The Food and Drug Administration (FDA) granted emergency use authorization for Gilead’s drug to treat Covid-19 on Friday after the National Institute of Allergy and Infectious Diseases released its trial results. Clinical showing that patients who took remdesivir generally recovered after 11 days, four days faster than those who did not take the drug.
The drug has not been formally approved to treat the virus, and US health officials. USA They caution that the new data on the drug has not yet been peer-reviewed. Although the drug was awarded for emergency use, there are still several clinical trials underway, including a WHO solidarity trial, which tests the drug to see if it is effective in fighting the coronavirus.
“We are grateful that the Gilead company and the CEO held direct conversations at the highest level to ensure that we had access to the remdesivir drug to launch solidarity trials worldwide,” said Ryan.
Remdesivir has shown promise in treating SARS and MERS, which are also caused by coronaviruses. Some health authorities in the US The United States, China, and other parts of the world have been using remdesivir, which has been tested as a possible treatment for the Ebola outbreak, in hopes that the drug may improve outcomes for Covid-19 patients.

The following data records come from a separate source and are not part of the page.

Issue #1825, opened 2021-02-28
Suggestion: New badge


chalkygames123:
## New feature motivation

Thanks to #1715, the semantic-release's logo was added in [simple-icon v4.12.0](https://github.com/simple-icons/simple-icons/releases/tag/4.12.0) (https://github.com/simple-icons/simple-icons/pull/4995) and reflected in [shields.io](https://shields.io/), so we can now use a new badge.

## New feature description

_Not a feature_

## New feature implementation

Current:

[![semantic-release](https://img.shields.io/badge/%20%20%F0%9F%93%A6%F0%9F%9A%80-semantic--release-e10079.svg)](https://github.com/semantic-release/semantic-release)

```markdown
[![semantic-release](https://img.shields.io/badge/%20%20%F0%9F%93%A6%F0%9F%9A%80-semantic--release-e10079.svg)](https://github.com/semantic-release/semantic-release)
```

Suggestion:

[![semantic-release](https://img.shields.io/badge/semantic--release-enabled-brightgreen?logo=semantic-release)](https://github.com/semantic-release/semantic-release)

```markdown
[![semantic-release](https://img.shields.io/badge/semantic--release-enabled-brightgreen?logo=semantic-release)](https://github.com/semantic-release/semantic-release)
```

BTW, does anyone know where the color `#e10079` used in the current one comes from?

chalkygames123:
Sorry, I fixed a typo and added previews.

chalkygames123:
While there are several possible variations, I prefer to place the brand name on the left and the status on the right, referring to a similar discussion, https://github.com/renovatebot/app-support/issues/38.

travi:
again, apologies for missing this until now. 

> While there are several possible variations, I prefer to place the brand name on the left and the status on the right

i [went back and forth](https://github.com/semantic-release/semantic-release/pull/2235#issue-1046939669) on this as well. i was mainly trying to get just the icon on the left and the project name on the right, but was unsuccessful. i didnt really consider another word on the right, like "enabled", but like the approach. from a branding perspective, keeping the logo with the "signature" is usually a better approach anyway. i'm not sure that "enabled" feels like the right word to me, though. "enabled" feels like a simple on/off toggle to me, and semantic-release is a little bit more involved than that. is there another word that might be more appropriate, or am i over-thinking this?

> does anyone know where the color `#e10079` used in the current one comes from?

[...]

PR #2235, opened 2021-11-08
docs(badge): switched to proper semantic-release logo

travi:
shields.io now has our official logo available through `simple-icons`. 

i was trying to get just the logo on the dark part of the left, similar to the previous version, but was unsuccessful without text content on both sections. i dont hate having `semantic` on the left section and `release` on the right section, but removing the `-` steps away from the official name. i'm interested in thoughts around how this is actually rendering.

also, i'm not sure what the history is around the color used for the badge. is it still the most appropriate for the project? i have no reason to change it, but thought this was a good chance to at least confirm.

### DIFF
--- a/README.md
+++ b/README.md
@@ -142,10 +142,10 @@ In order to use **semantic-release** you need:
 
 Let people know that your package is published using **semantic-release** by including this badge in your readme.
 
-[![semantic-release](https://img.shields.io/badge/%20%20%F0%9F%93%A6%F0%9F%9A%80-semantic--release-e10079.svg)](https://github.com/semantic-release/semantic-release)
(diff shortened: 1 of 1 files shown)


gr2m (approved):
Nice 👍🏼

chalkygames123:
@travi @gr2m Hi, I opened https://github.com/semantic-release/semantic-release/issues/1825 about eight months ago, and I happened to find this PR today :) Could you take a look at it?

And probably we should also update the badge at the top of the README.

travi:
thanks for the ping @chalkygames123! apologies for missing your original post. clearly it is a topic that we find value in. i'll respond in the other issue shortly.

> And probably we should also update the badge at the top of the README.

good catch. i obviously overlooked that in my update, but i agree that we should get it up to date. would be happy to accept a contribution to take care of that depending on where we land on the other discussion.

President Donald Trump has touted remdesivir as a potential treatment for the virus, which has infected more than 3.5 million people worldwide and killed at least 247,752, according to data compiled by Johns Hopkins University. Last week, he said he wanted the FDA to move “as fast as possible” to approve the drug.
Gilead expects to produce more than 140,000 rounds of its 10-day treatment regimen by the end of May, and anticipates that it can complete 1 million rounds by the end of this year. Gilead said he will be able to produce “several million” of his antiviral drug next year.